Records shown Block Start
PR #61, opened 2024-03-24
SingleLoopTransform: Deal with alien variables in validity witnesses in backtranslation

### LINKED ISSUE #45: Figure out how to properly do the invariant backtranslation in transformation to single TS
For example `chc22/LIA-Lin/chc-LIA-Lin_082.smt2` for engine `imc` currently runs into alien variables in vertex invariant and is therefore unable to proceed with the backtranslation.

blishko:
In the current encoding to single transition system, when translating edge constraint, we do not put any restriction on the big system's state variables that do no correspond to the variables of the target node. This means that when we encounter alien variables during backtranslation of validity witness, we can universally quantify these variables to obtain predicate representation only over its arguments. We can then apply quantifier elimination.
Since QE works on existential quantifiers, we have to first negate the original invariant and then negate again after QE.

Fixes #45.

### DIFF
--- a/src/transformers/SingleLoopTransformation.cc
+++ b/src/transformers/SingleLoopTransformation.cc
@@ -6,6 +6,7 @@
 
 #include "SingleLoopTransformation.h"
 
+#include "QuantifierElimination.h"
 #include "TransformationUtils.h"
 #include "utils/SmtSolver.h"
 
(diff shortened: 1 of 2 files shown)


BritikovKI (approved):
Lgtmt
Records shown Block End
> _Work instruction_: If a line in the data above holds the string "with", copy it.

> _Task response_:
SingleLoopTransform: Deal with alien variables in validity witnesses in backtranslation
For example `chc22/LIA-Lin/chc-LIA-Lin_082.smt2` for engine `imc` currently runs into alien variables in vertex invariant and is therefore unable to proceed with the backtranslation.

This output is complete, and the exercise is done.